As time went on, we started hearing footsteps in the hallway. My girlfriend who has now moved to B.C. was comfortable in our home but also witnessed many evenings of footsteps, the dog growling and acting weird and just hearing strange noises. We started saging the house and things would calm down for a little while. Then they would start back up and then my son was having visitors in his room. Again, we would sage and things would calm down. There was one particular night the kids were laying in the bed with Derek and I. Everyone was sleeping. I heard someone walking down the hallway. Heavy footsteps like a burly man. The foot steps stopped outside our bedroom door, I could feel someone staring at us. They then continued down the hallway and into the bathroom. Just then I hear this little voice beside me, “Mom who is that man in our hallway?” Our son was awake and saw him. I said, “Don’t worry baby. Someone was passing through. Go back to sleep.”
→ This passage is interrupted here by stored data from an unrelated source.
Issue #14254, opened 2017-06-05
ExistValidator may not work properly in master-slave replication environment


yanhuixie:
### What steps will reproduce the problem?
1) works with a master-slave replication database cluster
2) for some reason disable the Transaction 
3) AR Foo has an auto increment primary key "id"
4) AR Bar has a foreign key related to Foo->id as "foo_id" and guarded by exists validator (generated by gii)
5) Save Foo first, then new a Bar bar and set bar->foo_id  = foo->id, and bar->save()
At that time my be an error occurs (OR NOT) : "Foo ID is invalid." And foo is saved but bar not.

### What is the expected result?
No exists validator error occurs, foo and bar both saved normally.

### A temporary solution
disable the exists validator of Bar.

### Additional info
I think it's not means a bug, but an announcement for the developer. Because it's unavoidable that there is a  lag between the replication process from the master node to the slave nodes. Without the guarantee of high level database transaction, the EXISTS VALIDATOR may query a "NEW" foo from an unsynchronized slave node.

| Q                | A
| ---------------- | ---
| Yii version      | 2.0.11.2
| PHP version      | 7.0.17
| Operating system | OSX or Linux

rossoneri:
We can add an option for ExistValidator to spcify using the master db, how about that? @yanhuixie @samdark

yanhuixie:
Thanks for your reply, @rossoneri ! I think it's a good idea. 
It's reliable that write and read the "foo" from the same db node.
What we should remind (in documentation?) is that there are some premises to do so.
1) config correctly in Yii2 'db' component (master and slaves).
2) the db nodes may NOT behind a proxy middle-ware/load balancer or config it works as read/write splitting mode, but not multi-master.

samdark:
@rossoneri yes, that should be OK.

rossoneri:
@samdark I will do it!

PR #14424, opened 2017-07-10
Enh #14254:add an option to specify whether validator can run on slav…

qihuajun:
| Q             | A
| ------------- | ---
| Is bugfix?    | no
| New feature?  | yes
| Breaks BC?    | yes
| Tests pass?   | yes
| Fixed issues  | #14254


cebe:
can't we just always do it on the master?

rossoneri:
@cebe I don't know, maybe someone want to use slave connections if they have no lag problems.

samdark:
There are always lag problems. They're unavoidable.

rossoneri:
@samdark even with lag, the slave db still can be used for validation, that depends the application's concrete situation.

samdark:
Sure.

framework/validators/ExistValidator.php
```diff
@@ -73,6 +73,11 @@ class ExistValidator extends Validator
      */
     public $targetAttributeJunction = 'and';
 
+    /**
+     * @var bool whether this validator can run on salve connections
+     */
+    public $canValidateOnSlaveDb =  true;
```
samdark: "can" is ambiguous. It means validator can run on slave but it doesn't specify it would run on slave. That's confusing.

rossoneri: > It means validator can run on slave but it doesn't specify it would run on slave. 

Yes, that's what I mean. 

First of all, the purpose of this option is to stop using salve db when validating.  If you set this option to false, you can do it. 

And considering that in the case there is no slave db config, so you can't specify to run a validator on slave db.

rob006: `$useMasterDb`?

cebe: Also I think it should use master connection by default, as that is where the insert will be made it will be safe by default and can be changed if querying slave is okay.

samdark: Agree. Using master is a good default.

rossoneri: Good Point！

rossoneri: @samdark the default value now is set to false, that mans validation runs on master by default

samdark:
@rossoneri seems tests are broken with the changes in PR. Would you please take a look?

rossoneri:
@samdark solved!

samdark (approved):

framework/validators/ExistValidator.php
```diff
@@ -110,13 +116,24 @@ public function validateAttribute($model, $attribute)
         $targetClass = $this->targetClass === null ? get_class($model) : $this->targetClass;
         $query = $this->createQuery($targetClass, $conditions);
 
+        $db = $targetClass::getDb();
+        $disabledSlaves = false;
+        if (!$this->canValidateOnSlaveDb && $db->enableSlaves){
+            $db->enableSlaves = false;
+            $disabledSlaves = true;
+        }
```
rob006: Why not use `Connection::useMaster()`?

SilverFire: The code looks messy now

rossoneri: @rob006 I did think of using `Connection::useMaster()`, but if you consider the situation when `canValidateOnSlaveDb` is true, you'll find it's not a good choice.

rob006: > but if you consider the situation when canValidateOnSlaveDb is true, you'll find it's not a good choice.

Why? Obviously you need some conditions here (use `Connection::useMaster()` only when `canValidateOnSlaveDb` is `false`), but you can move it to separate method.

framework/validators/ExistValidator.php
```diff
@@ -73,6 +73,12 @@ class ExistValidator extends Validator
      */
     public $targetAttributeJunction = 'and';
 
+    /**
+     * @var bool whether this validator can run on salve connections
+     * @since 2.0.14
+     */
+    public $canValidateOnSlaveDb =  false;
```
rob006: `$useMasterDb`? https://github.com/yiisoft/yii2/pull/14424#discussion_r127182082

framework/validators/ExistValidator.php
rossoneri: Yes, that would make it too, but I my code used same logic within `Connection::useMaster()`, and it's simpler.

framework/validators/ExistValidator.php
samdark: I'd say `$forceMasterDb`.

framework/validators/ExistValidator.php
rob006: @rossoneri It does not handle exceptions correctly and at the best case it is just code duplication.

framework/validators/ExistValidator.php
rossoneri: changed to $forceMasterDb and take useMaster to run on master db.

SilverFire (changes requested):
I see copy-pasted code in `ExistValidator::validateAttribute()` and `::validateValue()` methods. @rossoneri we could move it to a separate method

framework/validators/ExistValidator.php
```diff
@@ -73,6 +74,11 @@ class ExistValidator extends Validator
      */
     public $targetAttributeJunction = 'and';
 
+    /**
+     * @var bool whether this validator are forced to  run on master db
```
samdark: is forced to always use master DB

framework/validators/ExistValidator.php
```diff
@@ -110,11 +116,10 @@ public function validateAttribute($model, $attribute)
         $targetClass = $this->targetClass === null ? get_class($model) : $this->targetClass;
         $query = $this->createQuery($targetClass, $conditions);
 
-        if (is_array($model->$attribute)) {
-            if ($query->count("DISTINCT [[$targetAttribute]]") != count($model->$attribute)) {
-                $this->addError($model, $attribute, $this->message);
-            }
-        } elseif (!$query->exists()) {
+        $value = $model->$attribute;
+        $existed = $this->checkExisted($targetClass,$query,$value);
```
samdark: No need for extra variable, could be checked right in the `if`.

samdark: Formatting isn't right, please add spaces after `,`.

framework/validators/ExistValidator.php
```diff
@@ -178,17 +183,56 @@ protected function validateValue($value)
...
+
+
+    /**
+     * Run query to check value existed
+     *
+     * @param $query QueryInterface
+     * @param $value mixed the value want to be checked
+     * @param $existed bool
+     */
+    private function checkValueExisted($query, $value,&$existed){
```
samdark: It doesn't return anything...

samdark: queryValueExists

framework/validators/ExistValidator.php
```diff
@@ -178,17 +183,56 @@ protected function validateValue($value)
...
+
+    /**
+     * Check whether value exist in target table
+     *
+     * @param $targetClass
+     * @param $query QueryInterface
+     * @param $value mixed the value want to be checked
+     * @return boolean
+     */
+    private function checkExisted($targetClass, $query,$value ){
```
samdark: valueExists

samdark (changes requested):

samdark:
Seems to fail tests now: https://travis-ci.org/yiisoft/yii2/jobs/338387216

rossoneri:
@samdark tests passed now!

framework/validators/UniqueValidator.php
```diff
@@ -131,7 +138,19 @@ public function validateAttribute($model, $attribute)
             $conditions[] = [$key => $value];
         }
 
-        if ($this->modelExists($targetClass, $conditions, $model)) {
+        $db = $targetClass::getDb();
+
+        $modelExisted = false;
```
samdark: Existed → Exists

samdark (approved):

samdark:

The next day our friend from New Zealand messaged me on Facebook and said, “You had a visitor last night. A forty-five-year-old man who had a motorcycle accident take him. He stated he was sorry and didn’t mean to scare your family. He was looking for help. I passed him on.” She then asked me if we had been having issues with our electrical in our bathroom. I laughed and told her about the washer and drier. She explained we also had a lady in the house who had attached to us and was seeking help so she moved her on as well. Wow!!! How could she pick up on all of this all the way from New Zealand?! She is gifted. So specially gifted. This was becoming a daily occurrence now. We were noticing people in the house, noises, electrical (most of the electrical was my brother playing tricks haha, which we welcomed). I reached out to my friend and asked her why this was happening. She stated that spirits were attaching themselves to all of us and coming home with us. From the gas stations, shopping and fire calls. They were seeking help to be passed on. Our friend would routinely clear our house and pass on spirits for us. I was feeling bad that I continually had to bug her. I then started asking questions and sharing with her my experiences of dreams etc. I then decided I needed to learn how to clear out my own house. I began educating myself and reading daily.
There was still one tiny thing I needed to clear up first before I could fully commit to going on this journey. I needed to connect with my brother and heal myself first as this wound was still gushing open. This is when I contacted my first medium.